In Haskell, the "bind" operator is defined basically like this:

#+BEGIN_SRC haskell
    (>>=) m g = case m of
      Nothing -> Nothing  -- if m is Nothing, just return Nothing
      Just x  -> g x      -- otherwise, call the function g on the extracted value
#+END_SRC

Extending the above example, we can call =getSomeData= and increase it
by =1= with the following:

#+BEGIN_SRC haskell
    incIfEven :: Int -> Maybe Int
    incIfEven n =
      if n/2 == 0
      then Just n+1
      else Nothing

    getSomeData >>= incIfEven
#+END_SRC

Clojure has a similar idiom. We use =some->>= to thread the map through
the rest of the functions. First extract a key if it exists, then lift
the value into a vector, so we can use all of the collection-related
functions on it. This allows us to =filter= and =map= over it to
transform the data as we see fit:

#+BEGIN_SRC clojure
    (some->> {:a 2 :b 3} :a vector (filter even?) (map inc) first) ;;=> 3
    (some->> {:a 2 :b 3} :b vector (filter even?) (map inc) first) ;;=> nil
    (some->> {:a 2 :b 3} :c vector (filter even?) (map inc) first) ;;=> nil
#+END_SRC

/Voilà!/ You get the compactness of Haskell, without the overhead of
category theory :)

I kid! Category theory is great. The "bind" operator (=>>==) is very
similar to =some->>= because they both take a value from one monad and
"shove" it into the next monad. ⊕ If you have no idea what a "monad" is,
replace "monad" with "thing" and re-read that sentence. In Haskell, the
monad is the =Maybe= type; in Clojure, the monad is implicit in the
collection interface which is the unifying abstraction in the language.

** Clojure's Most Under-Appreciated Function
   :PROPERTIES:
   :CUSTOM_ID: clojures-most-under-appreciated-function
   :ID:       15cc2567-6994-483a-80af-f7203e413431
   :END:

On IRC, [[http://technomancy.us/][technomancy]] mentioned he was
surprised =fnil= wasn't in this article. I admit that completely forgot
about =fnil=, but it's extremely useful.

=fnil= can be used in our example above like so:

#+BEGIN_EXAMPLE
    (def safe-inc (fnil inc 0))

    (safe-inc (get {:a 1 :b 2} :b)) ;=> 3
    (safe-inc (get {:a 1 :b 2} :c)) ;=> 1
#+END_EXAMPLE

In the above snippet, =safe-inc= is a function just like =(+ 1 x)= in
the earlier example, except if =x= is =nil=, then =safe-inc= will use
=0= as a default value instead. More (better) examples are available at
[[https://clojuredocs.org/clojure.core/fnil][ClojureDocs]].

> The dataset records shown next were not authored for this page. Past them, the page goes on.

PR #9924, opened 2025-10-12
Check `positron.assistant.enable` before turning on console Assistant actions

juliasilge:
This PR cherry picks #9921 to the `prerelease/2025.10` branch so that we can do a patch release, if we decide we want to. This is a fairly low risk, minimal change that I think the Workbench team could take in their release.

#### New Features

- N/A

#### Bug Fixes

- Fixed the behavior of Assistant’s Console actions when Assistant is not enabled at all.

### QA Notes

If you have a very fresh build of Positron with no state and you have _not_ enabled Positron Assistant, then code that errors (for example, `data[1]` in R) should return an error and traceback but _no_ Fix/Explain decorations.

### DIFF
--- a/src/vs/base/browser/positronReactHooks.tsx
+++ b/src/vs/base/browser/positronReactHooks.tsx
@@ -5,6 +5,7 @@
 
 import { useEffect, useState } from 'react';
 import { usePositronReactServicesContext } from './positronReactRendererContext.js';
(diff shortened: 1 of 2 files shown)


juliasilge:
Those e2e tests are still failing, unfortunately. I have a feeling the fixes for it are in `main` but not here, probably.

samclark2015 (approved):
LGTM! Tested locally, actions were hidden under each expected configuration.

Issue #9929, opened 2025-10-13
Assistant: Streaming selection edits don't work if you select content from end to start


georgestagg:
With streaming edits enabled:

```json
  "positron.assistant.streamingEdits.enable": true,
```

I find that streaming selection edits only work if I select code from the start to the end (so that the cursor is at the end). If I select code from the end to the start, the edit is mangled.

Here is an example of the mangling using the `/doc` command with inline chat:

<img width="732" height="570" alt="Image" src="https://github.com/user-attachments/assets/788fc59a-035b-477e-a574-848493a945e9" />

jonvanausdeln:
### Verified Fixed
Positron Version(s) : [2025.11.0-88](https://github.com/posit-dev/positron-builds/releases/tag/2025.11.0-88)
OS Version(s) : Windows 11

### Test scenario(s) 

Tried selecting the block from start-to-end and end-to-start.. both worked to stream edits.  I used `/doc` command for inline chat.

PR #9930, opened 2025-10-13
Assistant: Fix for streaming selection edits

georgestagg:
* Addresses #9929.

### QA Notes

1. Ensure streaming edits are enabled:
```
 "positron.assistant.streamingEdits.enable": true,
```

2. Select a multi-line block of code where several lines of documentation can be added. I found that a TypeScript type definition was a good test.
 
4. Invoke the inline editor, and use the `/doc` command.

5. Documentation should be added cleanly via streaming edits:

Screenshot 2025-10-13 at 14 03 13

6. Try this twice. First by selecting the code block from the start to the end of the selection. Then again from the end to the start. i.e. test with the final cursor position at the start and end of the selected block.


timtmok (approved):
LGTM

PR #9936, opened 2025-10-13
Add R workspace autosave

### LINKED ISSUE #964: R: Add more control for users to load and save .RData
A request was made to support the same options for .RData load/save that RStudio provides. That is, options to:

* Load .RData at startup YES vs NO
* Save to .RData on exit YES vs NO

at the user level and at the workspace/folder/project level.

kv9898:
#### New Features

- Add workspace autosave to the `.RData` of the working directory, that can be opted-in through settings (Resolves #964)

#### Bug Fixes

- N/A

### QA Notes

The PR alone does not work for Windows, as there is a problem propagating the arguments to the R runtime (#9927).

### DIFF
--- a/extensions/positron-r/package.json
+++ b/extensions/positron-r/package.json
@@ -163,6 +163,12 @@
             "default": false,
             "description": "%r.configuration.restoreWorkspace.description%"
           },
+          "positron.r.saveWorkspace": {
+            "scope": "window",
+            "type": "boolean",
+            "default": false,
+            "description": "%r.configuration.saveWorkspace.description%"
+          },
           "positron.r.quietMode": {
             "scope": "window",
             "type": "boolean",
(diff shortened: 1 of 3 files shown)


juliasilge:
We'll wait to decide how to address this until we get https://github.com/posit-dev/ark/pull/944 or something similar taken care of.

kv9898:
@juliasilge I think the time is ripe now (the Ark backend has been fixed)? For this PR, I'm really just trying to introduce `positron.r.saveWorkspace` to mirror `positron.r.restoreWorkspace` as closely as possible, so that the user can easily see one when looking for the other. This solution also gives the user full flexibility (restore/save, restore/no save, no restore/save, no restore/no save).

jennybc:
> This solution also gives the user full flexibility (restore/save, restore/no save, no restore/save, no restore/no save).

I'm not convinced this level of flexibility is a great idea. I elaborate on that in #964.

Issue #9849, opened 2025-10-08
Positron Notebooks: Editor goes blank


midleman:
#### Positron and OS details:

```
Positron Version: 2025.11.0 build 32
Code - OSS Version: 1.103.0
Commit: c3c321abe6bd7314cf98c9d29a5d78c0cf5caa12
Date: 2025-10-08T07:11:43.315Z
Electron: 37.2.3
Chromium: 138.0.7204.100
Node.js: 22.17.0
V8: 13.8.500258-electron.0
OS: Darwin arm64 25.0.0
```

## Describe the issue:
The notebook editor goes blank when attempting to add a cell when two notebooks are open.

https://github.com/user-attachments/assets/595afb01-f4d0-47ee-81a4-5e40c9e5c205

## Steps to reproduce the issue:

1. Create new notebook (tab 1)
2. Create another new notebook (tab 2)
3. Go back to tab 1
4. Click `Code` to add new cell at bottom
5. Verify new cell is added - FAIL

## Expected or desired behavior:
**Actual:** The editor goes blank when attempting to add new code cell. 
**Expected:** The user should be able to add cell to notebook without issue.

## Were there any error messages in the UI, Output panel, or Developer Tools console?

```
react-dom.mjs:12 Uncaught NotFoundError: Failed to execute 'removeChild' on 'Node': The node to be removed is not a child of this node.
```

```
ERR [createInstance] CodeActionController depends on UNKNOWN service editorProgressService.: Error: [createInstance] CodeActionController depends on UNKNOWN service editorProgressService.



```

cindyytong:
Since we discussed this live and steps are clear to reproduce, moving this to the december milestone.

rodrigosf672:
> The notebook editor goes blank when attempting to add a cell when two notebooks are open.

@midleman It **may** also run into this when **only one notebook** is open.

<img width="1514" height="684" alt="Image" src="https://github.com/user-attachments/assets/8c0205c5-da23-434e-b8cd-50e713403d59" />

cc @testlabauto @nstrayer

rodrigosf672:
### Verified Fixed
    Positron Version(s) : 2025.11.0 build 115
    OS Version          : macOS Tahoe 26.0.1

### Test scenario(s) 
- Editor no longer goes blank when attempting to add a cell, despite how many notebooks are open (tested up to 3 notebooks being open a t the same time).

PR #9949, opened 2025-10-14
Fix Positron notebook markdown cell focus bugs

nstrayer:
Addresses #9877, #9909, and #9849.

### Summary

This is a general bug-bash pr for markdown rendering in positron notebooks. It addresses two focus-related bugs and improves markdown syntax highlighting in Positron notebooks.

1. **Double-clicking to edit markdown cells loses focus** (#9877): When double-clicking a collapsed markdown cell to enter edit mode, focus would jump to the top of the notebook instead of entering the editor. This was caused by a race condition where the Monaco editor's model wasn't fully loaded before attempting to focus.

2. **Ellipsis button click causes focus jump** (#9909): Clicking the ellipsis (more actions) button on a collapsed markdown cell would cause focus to jump to the top of the notebook. This occurred because the button's click event wasn't stopped from propagating to the cell wrapper, which triggered cell deselection logic.

3. **Markdown syntax highlighting*: Markdown code blocks in notebook cells now use VSCode's tokenization system with `.mtk*` classes that automatically match the current theme etc.. This avoids needing to call to an async command and speeds up rendering/ makes it more debugable. 

## Old
image

## New look
image

#### New Features
- N/A

#### Bug Fixes
- N/A

### QA Notes

@:positron-notebooks

**Markdown cell focus behavior:**
- Test double-clicking and pressing Enter on collapsed markdown cells to enter edit mode
- Verify focus stays in the editor and doesn't jump to the top of the notebook
- Test rapid cell navigation while markdown editor is loading

**Markdown cell action buttons:**
- Test clicking the ellipsis (...) button and other action buttons on collapsed markdown cells
- Verify focus remains stable and menus appear correctly

**Markdown syntax highlighting:**
- Test markdown cells with code blocks in various languages (Python, R, JavaScript, etc.)
- Switch between different themes (Dark+, Light+, custom themes)
- Verify syntax highlighting colors update to match the current theme
- Compare with Monaco editor syntax highlighting to ensure colors match
- Test that local image references in markdown cells still render correctly

### DIFF
--- a/src/vs/workbench/contrib/positronNotebook/browser/markdownRenderer.ts
+++ b/src/vs/workbench/contrib/positronNotebook/browser/markdownRenderer.ts
@@ -1,0 +1,96 @@
+/*---------------------------------------------------------------------------------------------
+ *  Copyright (C) 2025 Posit Software, PBC. All rights reserved.
+ *  Licensed under the Elastic License 2.0. See LICENSE.txt for license information.
+ *--------------------------------------------------------------------------------------------*/
+
+import { escape } from '../../../../base/common/strings.js';
+import { ILanguageService } from '../../../../editor/common/languages/language.js';
+import { tokenizeToString } from '../../../../editor/common/languages/textToHtmlTokenizer.js';
+import * as marked from '../../../../base/common/marked/marked.js';
+import { IExtensionService } from '../../../services/extensions/common/extensions.js';
+
+/**
+ * Renders markdown with theme-aware syntax highlighting for Positron notebooks.
+ * Unlike renderMarkdownDocument, this doesn't sanitize aggressively since notebook
+ * content is trusted and needs to support local image paths.
+ */
+export async function renderNotebookMarkdown(
+	content: string,
+	extensionService: IExtensionService,
+	languageService: ILanguageService
+): Promise<string> {
+	const m = new marked.Marked(
+		markedHighlight({
+			async: true,
+			async highlight(code: string, lang: string): Promise<string> {
+				if (!lang) {
+					return escape(code);
+				}
+
+				await extensionService.whenInstalledExtensionsRegistered();
+
+				const languageId = languageService.getLanguageIdByLanguageName(lang)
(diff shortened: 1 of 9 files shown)


cindyytong:
Humble request where there are UI changes can you pls include a video for me to review.  This may also help QA.  My code reviews won't be great :) 

Thanks

src/vs/workbench/contrib/positronNotebook/browser/markdownRenderer.ts
```diff
@@ -0,0 +1,96 @@
...
+/**
+ * Helper for marked.js syntax highlighting integration.
+ *
+ * NOTE: This code is duplicated from markdownDocumentRenderer.ts (MarkedHighlight namespace)
+ * which itself copied it from https://github.com/markedjs/marked-highlight.
+ *
+ * We duplicate it here rather than modifying upstream code to avoid merge conflicts.
+ * The MarkedHighlight namespace is private in upstream, so we can't import it.
+ *
+ * If VSCode upstream exports this utility in the future, we should use that instead.
```
seeM, line 52: If we don't expect to change their implementation, it shouldn't cause bad conflicts to add an `export` to the upstream code. But if we don't really need to stay in sync with any upstream changes, copy pasting is fine too

src/vs/workbench/contrib/positronNotebook/browser/notebookCells/CellEditorMonacoWidget.tsx
```diff
@@ -133,13 +134,22 @@ export function useCellEditorWidget(cell: PositronNotebookCellGeneral) {
 		const disposable = autorun(reader => {
```
seeM, line 134: I recently realized that `autorun` also has an initial run on definition. Where we don't want that we might prefer something like `runOnChange`

seeM (approved):
Code changes look great! I remember we spoke a long time ago about focus being a real pain point across notebook UIs, so this is very important

cindyytong (approved):
Nice! ty for the screenshots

=fnil= isn't talked about much in the Clojure community, but it is a
handy funciton. Use it whenever you aren't sure if a variable is =nil=
but you do know what the value /should/ be. In fact, the entire problem
of =nil= isn't discussed much at all, but it is a very important issue,
one that the Clojure community should be aware of. Hopefully this
article will at least make you aware of the problems with =nil=, and
start you down the path of thinking critically about =nil= on your own.

** We Still Have Problems
   :PROPERTIES:
   :CUSTOM_ID: we-still-have-problems
   :ID:       2df90330-1699-4c0e-889f-f8415077bdd1
   :END:

The biggest problem is that this practice explicit =nil= handling is a
/convention/---the only thing enforcing it is your habits, and we all
know that we mere humans are fallible. Haskell's approach to =Nothing=
is thus superior because the compiler checks your work automatically,
which is nice.

A second problem is =nil= itself, which is a problem with any
dynamically-typed language. Unforeseen =nil=s can bubble up the stack
and cause a lot of headache. One solution is to use a monad library
(discussed below), but more often than not, in everyday Clojure code, a
monad library is unnecessary.

The core problem is one of language design. Like I said above, Clojure
treats =nil= as a value, when in reality, the concept of absence refers
to a /type/: intuitively, we say "absence of a value" just like we say
"an integer of 5". Clojure, as a lisp, made the choice to keep types an
evaluable construct, so they could be modified at runtime, instead of a
construct of compilation like Haskell. By choosing Clojure over Haskell,
you are choosing the power of metaprogramming, but with that comes the
drawbacks of dynamic typing.

The best solution to this that I've found (in dynamically-typed
languages) is to follow the single-responsibility principle: each
function should just do =1= thing. Then spec that function and catch the
possible =nil=-causing inputs with auto-generated tests (this is an
article for another time). If you have other solutions, please email me
and I will add your contribution here :)

** Other Solutions and =nil=-Punning
   :PROPERTIES:
   :CUSTOM_ID: other-solutions-and-nil-punning
   :ID:       3c72fa62-cb45-471c-a618-7c7fa3d7f7a6
   :END:

As
[[https://blog.skyliner.io/fourteen-months-with-clojure-beb8b3e4bf00][described
by Skyliner]], chaining =if-let='s together like this is annoying:

#+BEGIN_EXAMPLE
    (if-let [x (foo)]
      (if-let [y (bar x)]
        (if-let [z (goo x y)]
          (do (qux x y z)
              (log "it worked")
              true)
          (do (log "goo failed")
              false))
        (do (log "bar failed")
            false))
      (do (log "foo failed")
          false))
#+END_EXAMPLE

It's only mildly less annoying when using cats:

#+BEGIN_EXAMPLE
    (require '[cats.core :as m])
    (require '[cats.monad.either :as either])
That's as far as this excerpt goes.